[[ Extracted data open ]]

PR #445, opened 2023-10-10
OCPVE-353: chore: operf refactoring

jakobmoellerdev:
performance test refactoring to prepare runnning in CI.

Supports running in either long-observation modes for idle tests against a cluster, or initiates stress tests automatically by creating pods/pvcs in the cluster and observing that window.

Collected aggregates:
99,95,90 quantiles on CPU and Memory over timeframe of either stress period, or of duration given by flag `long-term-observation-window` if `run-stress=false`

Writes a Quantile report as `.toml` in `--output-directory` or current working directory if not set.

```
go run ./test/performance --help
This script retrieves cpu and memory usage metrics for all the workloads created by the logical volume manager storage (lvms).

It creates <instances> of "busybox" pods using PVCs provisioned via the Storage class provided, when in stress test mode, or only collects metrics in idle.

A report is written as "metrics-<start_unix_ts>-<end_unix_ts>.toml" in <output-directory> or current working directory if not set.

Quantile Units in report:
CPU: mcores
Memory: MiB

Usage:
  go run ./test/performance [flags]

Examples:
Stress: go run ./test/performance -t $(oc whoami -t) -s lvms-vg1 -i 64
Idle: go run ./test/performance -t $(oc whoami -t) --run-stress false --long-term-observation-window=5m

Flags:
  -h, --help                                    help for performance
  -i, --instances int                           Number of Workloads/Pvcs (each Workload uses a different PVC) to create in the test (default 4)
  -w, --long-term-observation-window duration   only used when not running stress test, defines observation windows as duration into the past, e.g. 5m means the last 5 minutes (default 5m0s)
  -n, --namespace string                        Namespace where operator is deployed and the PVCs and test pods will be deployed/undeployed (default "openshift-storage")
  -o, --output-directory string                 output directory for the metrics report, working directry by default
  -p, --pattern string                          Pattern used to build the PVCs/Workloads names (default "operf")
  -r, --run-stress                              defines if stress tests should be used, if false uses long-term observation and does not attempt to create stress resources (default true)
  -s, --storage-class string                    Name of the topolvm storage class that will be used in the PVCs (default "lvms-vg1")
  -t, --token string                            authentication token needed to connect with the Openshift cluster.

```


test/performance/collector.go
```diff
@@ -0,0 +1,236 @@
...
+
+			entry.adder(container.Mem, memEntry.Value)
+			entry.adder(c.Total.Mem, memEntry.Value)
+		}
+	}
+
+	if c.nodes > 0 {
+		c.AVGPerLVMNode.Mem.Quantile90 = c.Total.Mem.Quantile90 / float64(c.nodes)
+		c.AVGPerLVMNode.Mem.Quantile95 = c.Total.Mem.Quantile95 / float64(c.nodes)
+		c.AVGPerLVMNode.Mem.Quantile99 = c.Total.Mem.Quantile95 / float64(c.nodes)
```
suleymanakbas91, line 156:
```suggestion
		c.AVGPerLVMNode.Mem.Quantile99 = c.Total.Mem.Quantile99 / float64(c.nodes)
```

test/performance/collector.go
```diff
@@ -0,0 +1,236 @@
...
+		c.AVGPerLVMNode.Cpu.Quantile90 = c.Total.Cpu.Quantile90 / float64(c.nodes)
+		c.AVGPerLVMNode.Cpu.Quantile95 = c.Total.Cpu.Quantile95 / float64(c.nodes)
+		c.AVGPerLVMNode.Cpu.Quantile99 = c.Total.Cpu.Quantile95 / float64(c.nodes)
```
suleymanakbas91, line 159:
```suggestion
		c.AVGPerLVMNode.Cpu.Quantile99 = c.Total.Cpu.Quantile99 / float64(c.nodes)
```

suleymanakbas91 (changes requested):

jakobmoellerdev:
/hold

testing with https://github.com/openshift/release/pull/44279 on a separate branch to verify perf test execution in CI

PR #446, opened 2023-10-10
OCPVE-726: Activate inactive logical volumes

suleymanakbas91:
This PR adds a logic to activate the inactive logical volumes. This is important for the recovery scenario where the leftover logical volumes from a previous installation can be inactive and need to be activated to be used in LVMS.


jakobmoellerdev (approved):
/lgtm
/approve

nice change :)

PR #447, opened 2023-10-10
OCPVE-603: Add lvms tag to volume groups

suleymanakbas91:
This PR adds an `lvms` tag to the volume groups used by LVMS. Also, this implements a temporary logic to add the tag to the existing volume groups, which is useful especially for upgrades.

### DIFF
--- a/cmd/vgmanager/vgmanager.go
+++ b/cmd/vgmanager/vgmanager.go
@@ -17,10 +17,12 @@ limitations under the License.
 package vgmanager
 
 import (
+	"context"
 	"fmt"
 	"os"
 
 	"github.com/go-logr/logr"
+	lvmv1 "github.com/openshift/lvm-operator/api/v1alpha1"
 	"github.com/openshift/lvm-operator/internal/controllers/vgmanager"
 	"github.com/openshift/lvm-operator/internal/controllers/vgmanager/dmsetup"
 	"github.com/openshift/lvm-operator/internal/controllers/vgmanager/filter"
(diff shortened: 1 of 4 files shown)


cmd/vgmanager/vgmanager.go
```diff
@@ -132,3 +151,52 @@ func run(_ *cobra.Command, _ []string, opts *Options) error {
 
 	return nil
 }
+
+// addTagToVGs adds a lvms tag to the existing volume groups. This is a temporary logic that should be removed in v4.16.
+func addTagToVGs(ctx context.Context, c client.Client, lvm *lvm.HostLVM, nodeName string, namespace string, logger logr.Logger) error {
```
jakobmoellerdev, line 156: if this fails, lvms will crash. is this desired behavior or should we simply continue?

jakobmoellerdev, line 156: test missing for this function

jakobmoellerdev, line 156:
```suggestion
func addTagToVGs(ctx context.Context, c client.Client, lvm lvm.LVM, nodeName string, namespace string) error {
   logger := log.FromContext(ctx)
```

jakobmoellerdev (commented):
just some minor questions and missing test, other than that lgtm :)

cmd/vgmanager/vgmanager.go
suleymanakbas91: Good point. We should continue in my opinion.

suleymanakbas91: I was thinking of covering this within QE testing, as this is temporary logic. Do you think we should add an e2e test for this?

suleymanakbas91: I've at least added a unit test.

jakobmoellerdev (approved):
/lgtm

[[ Extracted data closed ]]
[[ Extracted data open ]]

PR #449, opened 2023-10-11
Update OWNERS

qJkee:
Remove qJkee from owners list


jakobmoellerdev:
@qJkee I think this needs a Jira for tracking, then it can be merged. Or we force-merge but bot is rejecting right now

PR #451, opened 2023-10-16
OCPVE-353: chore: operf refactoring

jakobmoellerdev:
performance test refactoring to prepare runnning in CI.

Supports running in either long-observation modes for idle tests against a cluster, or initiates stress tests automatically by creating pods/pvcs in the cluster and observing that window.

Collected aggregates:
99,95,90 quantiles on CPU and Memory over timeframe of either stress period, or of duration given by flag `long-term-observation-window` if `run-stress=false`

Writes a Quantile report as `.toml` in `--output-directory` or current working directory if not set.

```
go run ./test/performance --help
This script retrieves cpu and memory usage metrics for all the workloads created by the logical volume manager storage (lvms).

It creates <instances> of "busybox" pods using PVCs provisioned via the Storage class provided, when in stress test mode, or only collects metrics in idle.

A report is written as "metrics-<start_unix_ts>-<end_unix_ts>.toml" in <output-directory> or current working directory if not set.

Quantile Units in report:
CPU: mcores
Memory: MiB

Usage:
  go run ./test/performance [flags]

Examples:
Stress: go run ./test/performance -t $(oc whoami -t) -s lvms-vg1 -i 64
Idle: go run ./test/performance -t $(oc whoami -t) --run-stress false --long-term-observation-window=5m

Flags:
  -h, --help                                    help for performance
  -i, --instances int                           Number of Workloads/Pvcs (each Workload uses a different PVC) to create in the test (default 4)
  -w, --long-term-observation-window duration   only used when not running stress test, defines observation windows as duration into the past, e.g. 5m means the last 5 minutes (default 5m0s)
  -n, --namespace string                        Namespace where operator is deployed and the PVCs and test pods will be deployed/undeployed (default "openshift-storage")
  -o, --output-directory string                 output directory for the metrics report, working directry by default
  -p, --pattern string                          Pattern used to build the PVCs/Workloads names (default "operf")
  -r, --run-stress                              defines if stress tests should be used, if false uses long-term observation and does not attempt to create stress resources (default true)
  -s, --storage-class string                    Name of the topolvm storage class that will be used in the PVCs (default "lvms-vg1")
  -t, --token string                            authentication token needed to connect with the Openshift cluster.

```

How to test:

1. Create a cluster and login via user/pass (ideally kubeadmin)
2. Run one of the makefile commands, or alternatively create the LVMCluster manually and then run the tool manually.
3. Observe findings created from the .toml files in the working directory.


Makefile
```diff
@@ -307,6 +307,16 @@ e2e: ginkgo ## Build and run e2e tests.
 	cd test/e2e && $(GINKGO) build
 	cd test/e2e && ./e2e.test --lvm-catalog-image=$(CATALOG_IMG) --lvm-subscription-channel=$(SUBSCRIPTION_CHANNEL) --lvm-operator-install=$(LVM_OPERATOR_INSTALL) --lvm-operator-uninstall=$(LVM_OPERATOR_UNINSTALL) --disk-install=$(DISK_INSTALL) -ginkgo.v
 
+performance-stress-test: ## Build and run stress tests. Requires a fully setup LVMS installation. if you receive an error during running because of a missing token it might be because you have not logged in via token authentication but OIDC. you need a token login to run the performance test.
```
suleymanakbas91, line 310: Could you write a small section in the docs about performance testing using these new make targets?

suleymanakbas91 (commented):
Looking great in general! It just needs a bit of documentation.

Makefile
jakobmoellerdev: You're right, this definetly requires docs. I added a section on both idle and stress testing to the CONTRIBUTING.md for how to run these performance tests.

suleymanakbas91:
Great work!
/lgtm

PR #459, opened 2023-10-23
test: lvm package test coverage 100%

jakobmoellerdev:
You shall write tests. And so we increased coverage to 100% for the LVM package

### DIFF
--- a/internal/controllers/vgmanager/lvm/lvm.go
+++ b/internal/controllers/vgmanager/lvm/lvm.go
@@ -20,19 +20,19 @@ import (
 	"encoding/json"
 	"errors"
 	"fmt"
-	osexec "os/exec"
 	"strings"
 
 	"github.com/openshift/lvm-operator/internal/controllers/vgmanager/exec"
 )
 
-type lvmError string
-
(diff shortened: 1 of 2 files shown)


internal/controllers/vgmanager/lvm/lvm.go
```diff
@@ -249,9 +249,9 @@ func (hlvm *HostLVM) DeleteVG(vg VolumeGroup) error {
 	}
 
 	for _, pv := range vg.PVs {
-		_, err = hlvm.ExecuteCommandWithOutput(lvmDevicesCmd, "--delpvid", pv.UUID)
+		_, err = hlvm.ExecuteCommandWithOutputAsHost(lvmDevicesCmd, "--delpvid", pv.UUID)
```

[[ Extracted data closed ]]
[[ Extracted data open ]]

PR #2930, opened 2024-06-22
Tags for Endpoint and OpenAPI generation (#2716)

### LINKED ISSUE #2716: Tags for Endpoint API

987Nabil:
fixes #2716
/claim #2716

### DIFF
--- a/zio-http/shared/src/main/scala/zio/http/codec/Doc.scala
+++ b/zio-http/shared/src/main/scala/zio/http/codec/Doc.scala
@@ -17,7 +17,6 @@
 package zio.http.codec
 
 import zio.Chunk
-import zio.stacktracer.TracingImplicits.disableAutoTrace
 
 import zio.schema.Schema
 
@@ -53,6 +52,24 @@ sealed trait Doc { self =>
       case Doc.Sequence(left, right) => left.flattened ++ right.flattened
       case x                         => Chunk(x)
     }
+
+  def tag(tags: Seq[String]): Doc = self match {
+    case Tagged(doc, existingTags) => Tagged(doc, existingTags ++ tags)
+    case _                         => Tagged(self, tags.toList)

[[ Extracted data closed ]]

Task goal:
Reply with a number alone, the number of lines of the records that hold the word "internal".

Solved exercise:
7